Information Start Marker

PR #93, opened 2021-09-11
Update NPM dependencies

Jartreg:
Now that all exams are over we can risk breaking things again! 😜

This updates dependencies in `package.json` and `package-lock.json`.
Some adjustments are necessary because TypeScript now complains that
caught exceptions are of type `unknown` by default.

### DIFF
--- a/package-lock.json
+++ b/package-lock.json
@@ -5,31 +5,53 @@
   "requires": true,
   "packages": {
     "": {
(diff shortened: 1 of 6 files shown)


TGlas:
Thanks!
Btw, I maintain a stable version on the webserver, so we can anyway break things any time :)

PR #95, opened 2021-09-19
Dark Theme for the IDE

manuel-fischer:
One thing that was missing from the TScript IDE is a dark theme, which is provided by most software/websites nowadays. It is considered more friendly for the eyes and various newer display technologies would consume less energy. I personally think that a dark theme is more visually pleasing.

So I have implemented a dark mode for the IDE and the documentation:

grafik

grafik

grafik

It is implemented by adding the `.dark-theme` class to the body tag, all css files are copied into the `src/ide/css-dark/` folder and changed in such a way that mostly colors are changed. Also various icons automatically adapt to the dark theme, for this I have reorganized all the icon code into `src/ide/icons.ts`.

What do you think about my implementation of the dark theme. Some code might need to be refactored.


TGlas:
I always find that argument funny. In the early 1980es, PCs used green or bernstein (monochrome) monitors with black background. When color displays came up (16 colors, later 256), the argument for black font on white background was that it is much friendlier to the eyes, resembling work on paper. The history put aside, it is a good idea to leave the decision to the user.

Regarding the implementation, I don't know what would be the best way to do this. One thing that comes to my mind is to change the canvas implementation of the toolbar buttons into data URLs of backgrounds. The advantage would be that they can be switched to dark with CSS means, which makes the implementation less immersive and more self-contained.

A detail: to make things future proof, how about changing the checkbox in the config dialog into a dropdown list?

src/ide/css-dark/ide.css
```diff
@@ -0,0 +1,128 @@
...
+
+body.dark-theme *.ide-program-current {
+	background: #653;
+}
+
+body.dark-theme *.ide-turtle {
+	background: #333;
+}
+
+.ide-tutorial {
```
Jartreg, line 62: Did you forget `body.dark-theme` here?

src/ide/css-dark/tutorial.css
```diff
@@ -0,0 +1,50 @@
+.tutorial-nav {
```
Jartreg, line 1: Does this file need to be here? Nothing seems to be changed...

src/ide/ide.ts
```diff
@@ -2160,27 +1931,39 @@ export let ide = (function () {
 				"text-overflow": "ellipsis clip",
 
 				"text-align": "center",
-				background: "#fff",
+				//background: "#fff",
 			},
 		});
+
+		module.programstate.setCss = function (cls) {
```
Jartreg, line 1938: Maybe call this `setCSSStateClass` or something else more descriptive? When I read `setCss` I'd think of setting styles directly...

src/ide/tgui.ts
```diff
@@ -130,6 +133,13 @@ export let tgui = (function () {
 			element.tabIndex = description.tabindex;
 		}
 
+		// html tag attributes, TODO: should these be in the description
+		// object directly?
+		if (description.hasOwnProperty("attributes")) {
+			for (let a in description.attributes)
+				element.setAttribute(a, description.attributes[a]);
+		}
+
```
Jartreg, line 142: Did you use this in your implementation of dark mode?

src/ide/tgui.ts
```diff
@@ -202,6 +212,27 @@ export let tgui = (function () {
...
+			let ctx = canvas.getContext("2d");
+			ctx.scale(zoom, zoom);
+		}
+	}
+
+	function renderCanvas(canvas, draw) {
+		if (typeof draw === "string") {
+			console.assert(draw.substring(0, 5) == "icon:");
+			let id = draw.substring(5);
+			icons[id](canvas, module.dark_theme);
```
Jartreg, line 232: What I dislike here is the use of strings to identify the icons. I think it would be better if you left the drawing functions in the description object and used a [`WeakMap`](https://developer.mozilla.org/en-US/docs/Web/JavaScript/Reference/Global_Objects/WeakMap) to assign the drawing functions their canvas elements. When changing the theme you could then use that `WeakMap` again to get the drawing functions belonging to each canvas.

Another, more self-contained approach might be to emit a custom event on `body` when the theme changes with each canvas listening to it. This might be more complex however...

Jartreg (changes requested):
I'd guess a lot of people will like this 🎉

Regarding the styles in the dark mode CSS files: I don't think you need the universal selector which you added to each style block and it adds a lot of unnecessary noise to the style sheets. (Or did you test it without and needed it for specificity?)

Which means I would propose changes like this:
```diff
- body.dark-theme *.class {
+ body.dark-theme .class {
```

And I'm pretty sure that you definitely don't need it when selecting IDs:
```diff
- body.dark-theme *#id {
+ body.dark-theme #id {
```

I also support the argument against a checkbox in the settings dialog. A drop-down or radio buttons (which I would prefer) could be used to add the option to detect the theme automatically in the future. We'd also need to change the settings object in localStorage then...

src/ide/tgui.ts
manuel-fischer: I have used strings here, because those can be stored in the dom. I think about changing it in such a way, that strings might be used under the hood, but when assigning an icon, the elements in the icons module are accessed.

src/ide/tgui.ts
manuel-fischer: I have used it when I changed the layout of the check boxes. Before, the description object could not hold various html attributes, because those would simply be ignored in this function. So I added an explicit attributes tag, which contains html attributes that would definitely be applied to the element. Maybe it wouldn't be a bad idea to move them back in to the enclosing description object, but then it might be difficult to differenciate between custom description attributes and html attributes.

src/ide/tgui.ts
Jartreg: Again, you don't need to move the drawing functions to a new file and use strings. If you used a `WeakMap` to store the drawing functions, you could just keep them where they were and change much less.

#### Example
You create a `WeakMap` to store the functions:
```ts
type IconDrawingFunction = (canvas: HTMLCanvasElement, dark: boolean) => void;
const iconDrawingFns = new WeakMap<HTMLCanvasElement, IconDrawingFunction>();
```

You store the drawing function for the canvas:
```ts
iconDrawingFns.set(canvas, draw);
draw(canvas, isDarkTheme(module.theme));
```

And when the theme changes, you can just get them from the `WeakMap` again:
```ts
const draw = iconDrawingFns.get(canvas);
draw(canvas, isDarkTheme(newTheme));
```

Doing it this way has a much smaller impact and allows the icon drawing functions to stay where they are.

In addition, it might be better to keep them where they are. You can currently see whether and where they are used, because they are directly referenced and mostly even declared inline. When moving them away it gets a little harder to tell where a specific icon is used and you need to remember removing one once it's no longer used.

Jartreg: Again, you don't need to move the drawing functions to a new file and use strings. If you used a `WeakMap` to store the drawing functions, you could just keep them where they were and change much less.

#### Example
You create a `WeakMap` to store the functions:
```ts
type IconDrawingFunction = (canvas: HTMLCanvasElement, dark: boolean) => void;
const iconDrawingFns = new WeakMap<HTMLCanvasElement, IconDrawingFunction>();
```

You store the drawing function for the canvas:
```ts
iconDrawingFns.set(canvas, draw);
draw(canvas, isDarkTheme(module.theme));
```

And when the theme changes, you can just get them from the `WeakMap` again:
```ts
const draw = iconDrawingFns.get(canvas);
draw(canvas, isDarkTheme(newTheme));
```

Doing it this way has a much smaller impact and allows the icon drawing functions to stay where they are.

In addition, it might be better to keep them where they are. You can currently see whether and where they are used, because they are directly referenced and mostly even declared inline. When moving them away it gets a little harder to tell where a specific icon is used and you need to remember removing one once it's no longer used.

manuel-fischer:
> Regarding the implementation, I don't know what would be the best way to do this. One thing that comes to my mind is to change the canvas implementation of the toolbar buttons into data URLs of backgrounds. The advantage would be that they can be switched to dark with CSS means, which makes the implementation less immersive and more self-contained.

I suggest to use SVG images for the icons, those are scaleable and allow CSS styling. I am going to convert the canvas code to svg images.

TGlas:
SVG sounds like a good solution.

src/ide/tgui.ts
manuel-fischer: I suggest that the icons by themselves should be in a separate file, as I have currently implemented it here. This way the ide/gui source code is not cluttered as much. But I see the advantage of inline icons. Also when adding a new toolbar button, only one file needs to be changed.

Jartreg:
> I am going to convert the canvas code to svg images.

But does it need to be in this PR? The title of this PR says dark mode, so I would suggest you submit a working version with the changes concerning this topic and create a separate PR when you converted the icons. Doing too much unrelated stuff in one PR is IMHO not a good idea. If you're saying that you're going to convert the icons anyway than I'd be fine with your current handling of icons in the meantime 🤷🏼‍♂️.

manuel-fischer:
> But does it need to be in this PR? The title of this PR says dark mode, so I would suggest you submit a working version with the changes concerning this topic and create a separate PR when you converted the icons. Doing too much unrelated stuff in one PR is IMHO not a good idea. If you're saying that you're going to convert the icons anyway than I'd be fine with your current handling of icons in the meantime 🤷🏼‍♂️.

I can create an additional PR for the icons. The question is, should I move the icons back to where they were, or do you think they could be in their own file, `icons.ts`?

I am currently converting/testing the icons in my testing-repo https://github.com/manuel-fischer/svg-test and would create an additional PR where I implement those back into the ide.

src/doc/cheatsheet.ts
```diff
@@ -47,7 +47,7 @@ export const doc_cheatsheet: Documentation = {
 	</table>
 	<table class="nicetable">
 	<tr><th><a href="?doc#/library">standard library</a></th><th>topic</th></tr>
-	<tr><td><a href="?doc#/library/core">code functions</a></td><td>messages, time, errors, files, events</td></tr>
+	<tr><td><a href="?doc#/library/core">core functions</a></td><td>messages, time, errors, files, events</td></tr>
```
Jartreg, line 50: I'm honestly not a fan of unrelated drive-by changes, but since it doesn't seem to bother anybody else and is technically not wrong just keep it here 🤷🏼‍♂️

src/ide/index.html
```diff
@@ -5,7 +5,7 @@
 		<meta name="viewport" content="width=device-width, initial-scale=1" />
 		<title>TScript IDE</title>
 	</head>
-	<body>
+	<body style="overflow: hidden">
```
Jartreg, line 8: What is this for? Shouldn't it rather be in `ide.css`?

Jartreg (approved):

src/ide/index.html
manuel-fischer: This might also be a little unrelated, it removes the double scrollbars in the documentation, those only appear in Firefox. I think that it is a bug/rounding error in the CSS engine of Firefox. It might be suitable for another PR, what do you think?

Jartreg: If it's unrelated, I think it should be separated. But if nobody else complains just keep it here and do it differently in the future 🤷🏼‍♂️

Jartreg (approved):

manuel-fischer:
One thing that also changed is how the separators on the toolbar are placed, it now places the separators between the toolbar buttons, which have a different group.

Also the config button was added to the button list. It also got a new hotkey (control-p), which can now be changed, because it is now in the button list.

TGlas:
Thanks for another great contribution!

Information End Marker

== Task requirements ==
Please report every line in the entries above that holds the string "substring".

== Problem solution ==
+			console.assert(draw.substring(0, 5) == "icon:");
+			let id = draw.substring(5);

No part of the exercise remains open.